• [Assignment]: What you output should match the data below exactly.
===== Dataset extract
PR #99, opened 2025-09-22
increases batch size for Phi-4-Multimodal for better RTFx and WER

freewym:


freewym:
WER = 6.02 %  RTFx = 151.10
==========
• [Written response]:
PR #99, opened 2025-09-22
increases batch size for Phi-4-Multimodal for better RTFx and WER

freewym:


freewym:
WER = 6.02 %  RTFx = 151.10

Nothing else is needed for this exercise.